William Faulkner nasceu em 25 de setembro de 1897 em New Albany, Mississippi.

04/11/2019 13:49h

 Aclamado com o prêmio Nobel e dois Pulitzer, é autor de clássicos da literatura americana, como O som e a fúria (1929) e Luz de agosto (1932). Utilizando a técnica do "fluxo de consciência" consagrada por James Joyce, Virginia Woolf, Marcel Proust e Thomas Mann, Faulkner narrou a decadência do sul dos Estados Unidos da América, interiorizando-a em seus personagens, a maioria deles vivendo situações desesperadoras no condado imaginário de Yoknapatawpha. Por muitas vezes descrever múltiplos pontos de vista (não raro, simultaneamente) e impor bruscas mudanças de tempo narrativo, a obra faulkneriana é tida como hermética e desafiadora. Faulkner faleceu de complicações cardíacas em 06 de Julho de 1962, logo depois de lançar seu último romance, Os desgarrados.  Sua obra reflete o desmoronamento do universo familiar e social de brancos e negros causado pela Guerra Civil Americana (1861-1865). Para ele, a fonte do mal é a escravidão, que teria afastado o homem da natureza. Vive até os 13 anos no Mississippi. Durante a I Guerra Mundial, por espírito de aventura, inscreve-se na aviação canadense e é enviado a Toronto. Ele jamais desmente a lenda de que teria participado de ações militares na Europa. Entra para a universidade em 1919, mas abandona o curso no ano seguinte.
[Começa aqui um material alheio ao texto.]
Issue #1072, opened 2025-01-11
[FEATURE REQUEST] prevent the creation of attributes with underscores


nitnelave:
**Motivation**
It's not part of the RFC, and various clients refuse them. 

**Describe the solution you'd like**
Backend refuses the creation, and ideally the frontend explains why.

broeng:
Implemented with PR #1075

PR #1075, opened 2025-01-13
Add validation and error/warning messages for attribute names (#1072)

broeng:
This commit adds support for basic validation of attribute names at creation, and also in the schema overview. Both user and group attributes are validated with the same rules.

For now, attribute names will be considered valid, if they only contain alphanumeric characters.

Validation has been added the following places:

- In graphql API, for creation of both user and group attributes. Request will be rejected, if attribute name is invalid.

- In frontend, before submitting a request to create a new user or group attribute. Rejection here will show an error message including a list of the invalid characters used.

As this change adds stricter validation to attributes, and, since the rationale for this is partly compatibility with other LDAP systems, this change also adds a warning in the schema overviews to any attribute using invalid characters. As this is unfortunately quite a few of the hardcoded attributes, we should probably consider listing other, valid, aliases for the same attributes instead.

# Screenshots

Backend rejecting creation through GraphQL API (frontend validation disabled here for the screenshot):

backend_rejection

Frontend rejecting creation of invalid attribute pre-submit:

frontend_rejection

Schema attribute overview showing warnings for potentially problematic attributes:

overview_warnings

### DIFF
--- a/app/src/components/create_group_attribute.rs
+++ b/app/src/components/create_group_attribute.rs
@@ -12,6 +12,7 @@ use crate::{
 use anyhow::{bail, Result};
 use gloo_console::log;
 use graphql_client::GraphQLQuery;
+use lldap_validation::attributes::validate_attribute_name;
 use validator_derive::Validate;
 use yew::prelude::*;
 use yew_form_derive::Model;
@@ -62,6 +63,13 @@ impl CommonComponent<CreateGroupAttributeForm> for CreateGroupAttributeForm {
                     bail!("Check the form for errors");
                 }
                 let model = self.form.model();
+                validate_attribute_name(&model.attribute_name).or_else(|invalid_chars| {
+                    let invalid = String::from_iter(invalid_chars);
+                    bail!(
+                        "Attribute name contains one or more invalid characters: {}",
+                        invalid
+                    );
+                })?;
                 let attribute_type = model.attribute_type.parse::<AttributeType>().unwrap();
                 let req = create_group_attribute::Variables {
                     name: model.attribute_name,
--- a/app/src/components/group_schema_table.rs
+++ b/app/src/components/group_schema_table.rs
@@ -157,7 +157,7 @@ impl GroupSchemaTable {
         let desc = group::resolve_group_attribute_description_or_default(&attribute.name);
         html! {
             <tr key={attribute.name.clone()}>
-                <td>{render_attribute_name(hardcoded, &attribute.name, &desc)}</td>
+                <td>{render_attribute_name(hardcoded, &desc)}</td>
                 <td>{if attribute.is_list { format!("List<{attribute_type}>")} else {attribute_type.to_string()}}</td>
                 <td>{if attribute.is_visible {checkmark.clone()} else {html!{}}}</td>
                 {
--- a/app/src/components/user_schema_table.rs
+++ b/app/src/components/user_schema_table.rs
@@ -156,7 +156,7 @@ impl UserSchemaTable {
         let desc = user::resolve_user_attribute_description_or_default(&attribute.name);
         html! {
             <tr key={attribute.name.clone()}>
-                <td>{render_attribute_name(hardcoded, &attribute.name, &desc)}</td>
+                <td>{render_attribute_name(hardcoded, &desc)}</td>
                 <td>{if attribute.is_list { format!("List<{attribute_type}>")} else {attribute_type.to_string()}}</td>
                 <td>{if attribute.is_editable {checkmark.clone()} else {html!{}}}</td>
                 <td>{if attribute.is_visible {checkmark.clone()} else {html!{}}}</td>
--- a/server/src/infra/graphql/mutation.rs
+++ b/server/src/infra/graphql/mutation.rs
@@ -23,7 +23,8 @@ use crate::{
 };
 use anyhow::{anyhow, Context as AnyhowContext};
 use base64::Engine;
-use juniper::{graphql_object, FieldResult, GraphQLInputObject, GraphQLObject};
+use juniper::{graphql_object, FieldError, FieldResult, GraphQLInputObject, GraphQLObject};
+use lldap_validation::attributes::{validate_attribute_name, ALLOWED_CHARACTERS_DESCRIPTION};
 use tracing::{debug, debug_span, Instrument, Span};
 
 #[derive(PartialEq, Eq, Debug)]
@@ -440,6 +441,22 @@ impl<Handler: BackendHandler> Mutation<Handler> {
         span.in_scope(|| {
             debug!(?name, ?attribute_type, is_list, is_visible, is_editable);
         });
+        validate_attribute_name(&name).map_err(|invalid_chars: Vec<char>| -> FieldError {
+            let chars = String::from_iter(invalid_chars);
+            span.in_scope(|| {
+                debug!(
+                    "Cannot create attribute with invalid name. Valid characters: {}. Invalid chars found: {}",
+                    ALLOWED_CHARACTERS_DESCRIPTION,
+                    chars
+                )
+            });
+            anyhow!(
+                "Cannot create attribute with invalid name. Valid characters: {}. Invalid chars found: {}",
+                ALLOWED_CHARACTERS_DESCRIPTION,
+                chars
+            )
+            .into()
+        })?;
         let handler = context
             .get_admin_handler()
             .ok_or_else(field_error_callback(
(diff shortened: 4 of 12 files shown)


app/src/components/group_schema_table.rs
```diff
@@ -154,7 +155,27 @@ impl GroupSchemaTable {
...
+                            Ok(()) => {
+                                html!{}
+                            }
+                            Err(_invalid_chars) => {
+                                html!{
+                                    <>
+                                        <br/>
+                                        <small class="text-warning">
+                                            {"Warning: This attribute uses one or more invalid characters. "}
+                                            {"Not globally supported."}
```
nitnelave, line 171: Maybe "Some clients may not support it"?
Also, let's put the list of allowed characters there.

app/src/components/user_schema_table.rs
```diff
@@ -153,7 +154,27 @@ impl UserSchemaTable {
...
+                        match validate_attribute_name(&attribute.name) {
+                            Ok(()) => {
+                                html!{}
+                            }
+                            Err(_invalid_chars) => {
+                                html!{
+                                    <>
+                                        <br/>
+                                        <small class="text-warning">
+                                            {"Warning: This attribute uses one or more invalid characters. "}
```
nitnelave, line 169: Can we refactor this code? If not a component, at least put the error message in a constant somewhere

server/src/infra/graphql/mutation.rs
```diff
@@ -440,6 +441,19 @@ impl<Handler: BackendHandler> Mutation<Handler> {
...
+            Ok(()) => {}
+            Err(invalid_chars) => {
+                let chars = String::from_iter(invalid_chars);
+                span.in_scope(|| {
+                    debug!(
+                        "Cannot create attribute with invalid name. Invalid chars found: {}",
+                        chars
+                    )
+                });
+                return Err("Cannot create attribute with invalid name".into());
```
nitnelave, line 454: Let's put the list of allowed characters there too. Ideally exposed by the common crate

validation/Cargo.toml
```diff
@@ -0,0 +1,26 @@
+[package]
+authors = ["Valentin Tolmer <valentin@tolmer.fr>"]
```
nitnelave, line 2: You can add yourself in there :)

validation/Cargo.toml
```diff
@@ -0,0 +1,26 @@
...
+[features]
+default = []
+js = []
+
+[dependencies.derive_more]
+features = ["debug", "display"]
+default-features = false
+version = "1"
+
+# For WASM targets, use the JS getrandom.
```
nitnelave, line 20: Is that necessary? Because it's a dependency somewhere? Can we disable that dependency via features maybe?

validation/src/attributes.rs
```diff
@@ -0,0 +1,43 @@
+pub fn validate_attribute_name(attribute_name: &str) -> Result<(), Vec<char>> {
+    let invalid_chars: Vec<char> = attribute_name
+        .chars()
+        .filter(|c| !c.is_alphanumeric())
```
nitnelave, line 4: Alphanumeric or dash (not underscore)

validation/Cargo.toml
```diff
@@ -0,0 +1,26 @@
...
+authors = ["Valentin Tolmer <valentin@tolmer.fr>"]
+description = "Validation logic for LLDAP"
+edition = "2021"
+homepage = "https://github.com/lldap/lldap"
+license = "GPL-3.0-only"
+name = "lldap_validation"
+repository = "https://github.com/lldap/lldap"
+version = "0.6.0"
+
+[features]
```
nitnelave, line 11: Do we really need features for this crate?

nitnelave (commented):
I'd like to avoid populating the frontend with non-actionable warnings. We can either change the alias we return for hardcoded attributes (in a separate PR, if only to validate that the test changes are expected) or silence the warning for hardcoded attributes. Ideally the first one, and it'd be merged before this PR.

Otherwise, it looks good! Thanks a lot, and sorry for the slow review

app/src/components/create_group_attribute.rs
```diff
@@ -62,6 +63,16 @@ impl CommonComponent<CreateGroupAttributeForm> for CreateGroupAttributeForm {
                     bail!("Check the form for errors");
                 }
                 let model = self.form.model();
+                match validate_attribute_name(&model.attribute_name) {
```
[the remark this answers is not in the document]
broeng: I'll look it up, but that sounds good, if I'm guessing correctly. :)

app/src/components/group_schema_table.rs
broeng: Check. I'll see if I can find a good place for it.

server/src/infra/graphql/mutation.rs
broeng: Do you want the full list, or is some "a-zA-Z" abbreviation preferred?

validation/Cargo.toml
broeng: Will do - didn't want to intrude :)

validation/Cargo.toml
broeng: I'm assuming you mean the WASM stuff? Yeah, since it's also validating in the frontend. Any suggestions?

validation/src/attributes.rs
broeng: Ah, right, will get that fixed. Thanks.

broeng:
> I'd like to avoid populating the frontend with non-actionable warnings. We can either change the alias we return for hardcoded attributes (in a separate PR, if only to validate that the test changes are expected) or silence the warning for hardcoded attributes. Ideally the first one, and it'd be merged before this PR.

Changing the suggested list was also what I had in mind, just thought I'd do it after, so we could have the conversation with this as a backdrop.

I'm not sure there's aliases for all -- I'll check -- if not, isn't it okay it warns for a hardcoded attribute? Might save some debugging time knowing they may be troublesome. 

I'll try to push an update a bit later today.

Thanks for the review!

server/src/infra/graphql/mutation.rs
nitnelave: Whatever is most readable. I think regex is acceptable, though it might not be clear with the dash. Maybe plain English "alphanumeric (a-z, A-Z and 0-9) and dash (-)"

validation/Cargo.toml
nitnelave: This is only necessary if we depend on random, which we don't use here. Does it actually break if you remove it?

app/src/components/create_group_attribute.rs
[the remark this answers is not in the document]
broeng: Done

app/src/components/group_schema_table.rs
broeng: Done

app/src/components/user_schema_table.rs
broeng: Done.

server/src/infra/graphql/mutation.rs
broeng: Done.

validation/Cargo.toml
broeng: They could all be removed. Done.

validation/src/attributes.rs
broeng: Fixed.

broeng:
Comments addressed. Rebased with main as well.

server/src/infra/graphql/mutation.rs
```diff
@@ -440,6 +441,20 @@ impl<Handler: BackendHandler> Mutation<Handler> {
...
         });
+        validate_attribute_name(&name).map_err(|invalid_chars: Vec<char>| -> FieldError {
+            let chars = String::from_iter(invalid_chars);
+            span.in_scope(|| {
+                debug!(
+                    "Cannot create attribute with invalid name. Invalid chars found: {}",
+                    chars
+                )
+            });
+            anyhow!(
```
nitnelave, line 452: Let's report both the invalid characters found and the valid character list. Let's not make the user guess.

validation/src/lib.rs
```diff
@@ -0,0 +1,4 @@
+#![forbid(non_ascii_idents)]
+#![allow(clippy::nonstandard_macro_braces)]
+
+pub mod attributes;
```
nitnelave, line 4: I like that it doesn't have any dependencies right now :)

nitnelave (approved):

nitnelave (approved):

kosssi:
It's a problem with Vikunja to not authorize underscore. It's possible to configure it on Authentik and Keycloak. You can see [docs here](https://vikunja.io/docs/openid/#automatically-assign-users-to-teams)

Reference https://github.com/go-vikunja/vikunja/issues/1650

nitnelave:
@kosssi it seems you found a solution?

kosssi:
yes, sorry, it's not LLDAP problem finally, it's the OIDC to transform name group ;)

Trabalha como piloto, pintor de paredes e carteiro e, em 1924, publica o livro de poesias O Fauno de Mármore. Publicado em 1929, "O Som e a Fúria" não é só o seu melhor romance,  mas também uma das mais contundentes peças de ficção produzidas no século 20, de acordo com críticos da literatura. A história dos Compson, decadente família do Mississippi, tornou-se marco estético para o autor, que reconheceu nunca ter escrito obra que lhe fizesse sentir tamanho "êxtase" criativo. Disse ainda que o texto fluiu de sua pena a partir da imagem de uma garotinha com calcinhas sujas de lama que trepa numa árvore para bisbilhotar o funeral da avó. Indubitavelmente, uma grande obra.